Direct naar artikelinhoud
column

Elke morgen bond de dikke zuster mijn linkerhand vast aan de leuning van mijn stoel

Elke morgen bond de dikke zuster mijn linkerhand vast aan de leuning van mijn stoel
Beeld Tim Coppens

Dominique Persoone, de Indiana Jones der chocolatiers, runt The Chocolate Line in Brugge en Antwerpen en een cacaoplantage in Mexico.

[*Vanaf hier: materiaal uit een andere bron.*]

PR #28, opened 2026-05-22
fix(electron): resolve epub_viewer merge conflict + clarify native rebuild (closes #27)

### LINKED ISSUE #27: rishi-electron: dev server fails — merge conflict markers in epub_viewer + better-sqlite3 ABI mismatch
## Summary

Two defects block the rishi-electron dev server from starting.

### 1. Merge conflict markers left in source

esbuild fails to parse `apps/rishi-electron/src/renderer/src/components/react-reader/epub_viewer/index.tsx` because it still contains `<<<<<<<`/`=======`/`>>>>>>>` markers around line 377.

### 2. better-sqlite3 native module compiled against wrong Electron ABI

`better-sqlite3` is built against `NODE_MODULE_VERSION 127` but the current Electron runtime requires `140`. Needs a rebuild via `electron-rebuild` (or equivalent) so the prebuilt binary matches the bundled Electron.

## Full error log

```
(!) Failed to run dependency scan. Skipping dependency pre-bundling. Error:   Failed to scan for dependencies from entries:
  /Users/faridmatovu/projects/rishi-monorepo/apps/rishi-electron/src/renderer/index.html

  ✘ [ERROR] Unexpected "<<"

    src/renderer/src/components/react-reader/epub_viewer/index.tsx:377:0:
      377 │ <<<<<<< Updated upstream
          ╵ ~~

[main] app initialization failed Error: The module '/Users/faridmatovu/projects/rishi-monorepo/apps/rishi-electron/node_modules/better-sqlite3/build/Release/better_sqlite3.node'
was compiled against a different Node.js version using
NODE_MODULE_VERSION 127. This version of Node.js requires
NODE_MODULE_VERSION 140. Please try re-compiling or re-installing
the module (for instance, using `npm rebuild` or `npm install`).
    at process.func [as dlopen] (node:electron/js2c/node_init:2:2617)
    ...
  code: 'ERR_DLOPEN_FAILED'
}
```

## Repro

```bash
cd apps/rishi-electron
pnpm dev
```

## Acceptance criteria

- [ ] No conflict markers remain in `epub_viewer/index.tsx`; file type-checks
- [ ] `pnpm dev` in `apps/rishi-electron` boots the renderer and main process without `ERR_DLOPEN_FAILED`
- [ ] Postinstall (or scripted setup) rebuilds native modules against Electron's ABI so this does not regress on fresh installs

## Notes

- The conflict block holds two equivalent versions of the same `lookupChapterLabel` lookup. Either is correct — pick the cleaner multi-line form and drop the markers.
- The sqlite ABI mismatch is environmental but should be guarded by a postinstall hook or documented step.

matovu-farid:
## Summary

Fixes #27.

### Defect A — merge conflict markers in `epub_viewer/index.tsx`

The markers reported in #27 around line 377 (`<<<<<<< Updated upstream` / `=======` / `>>>>>>> Stashed changes`) were present in the **working tree on `main`** but were never committed — `git log -S 'Updated upstream'` finds no commit that introduced them, and `HEAD` already contained the cleaner multi-line cast form for `lookupChapterLabel`. So `pnpm dev` against a clean checkout of `main` already parses fine; no source change is needed in this PR for defect A. The user's local working tree was the source of the parse error and reverting the file to its committed form (or `git checkout -- ...`) resolves it.

### Defect B — better-sqlite3 ABI mismatch (`ERR_DLOPEN_FAILED`)

`postinstall` already runs `electron-rebuild -f`, but pnpm only re-runs install scripts when the lockfile changes. After an Electron upgrade that doesn't touch the lockfile entry (or a partial install / branch switch), `pnpm dev` can still boot against a stale `.node` binary and crash with `ERR_DLOPEN_FAILED`.

Added a lightweight `predev` guard:
- `scripts/ensure-native-abi.cjs` reads `node_modules/electron/package.json` for the current version, compares against a marker (`node_modules/.electron-rebuild-version`), and runs `electron-rebuild -f` only on mismatch. No-op on the happy path.
- `scripts/mark-native-abi.cjs` runs as part of `postinstall` after `electron-rebuild`, writing the current Electron version to the marker so the guard knows the binaries are in sync.

The marker lives under `node_modules`, so it's transparently cleared on a fresh install and never tracked in git.

## How I verified

- `pnpm --filter rishi-electron typecheck:web` — passes.
- Triggered the mismatch path by writing a fake older Electron version to the marker; `predev` correctly detected the mismatch, ran `electron-rebuild`, and wrote the updated marker.
- `pnpm --filter rishi-electron dev` — boots cleanly: `predev` no-op, Vite builds main + preload + renderer, `[database] Ready` confirms `better-sqlite3` loads under the current Electron ABI (140), no `Unexpected "<<"`, no `ERR_DLOPEN_FAILED`. Killed once the renderer dev server was up.

## What I did not verify

- A truly clean install (`rm -rf node_modules && pnpm install`) — relied on the existing tree plus a forced rebuild to validate the guard. The postinstall change is mechanically the same as the existing `ensure-sharp-vendor.cjs` pattern, so this is low risk.
- Windows / Linux behaviour — change is portable Node, but only smoked on macOS arm64.

## Notes

- Defect A's report was real but environmental (uncommitted working-tree state), so the only durable fix for that class of failure is the more robust dev-time guard included here. If you'd like a stronger guard against committed conflict markers, that could be added as a pre-commit hook in a follow-up.


matovu-farid:
Superseded by a clean PR built from a worktree off origin/main — the previous branch absorbed 11 unrelated mobile commits because it was created in a dirty working tree. Replacement PR coming.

Mijn eerste ervaring met schrijven ligt al ver achter me. Eerlijk gezegd heb ik er niet zulke toffe herinneringen aan, het was eigenlijk meer een trauma. Mijn ouders stuurden me, samen met mijn zus die een jaar ouder is dan ik, naar het eerste leerjaar van het Sint-Andreasinstituut in Brugge. Een pure meisjesschool en het was het eerste jaar dat ze ook jongens toelieten. 

Ik dus, en nog één andere jongen. De nonnen zagen ons als kleine duiveltjes, als extraatje was ik ook nog eens linkshandig: in de ogen van sommige ‘ma soeurs’ was ik dus een dubbel duiveltje. Ze wilden koste wat het kost dat ik met mijn rechterhand leerde schrijven en elke morgen bond de dikke zuster mijn linkerhand vast aan de leuning van mijn stoel.

Ik weet zeker dat er tijdens mijn schoolcarrière niemand had gedacht dat ik ooit nog columns zou schrijven voor die ‘kwaliteitskrant’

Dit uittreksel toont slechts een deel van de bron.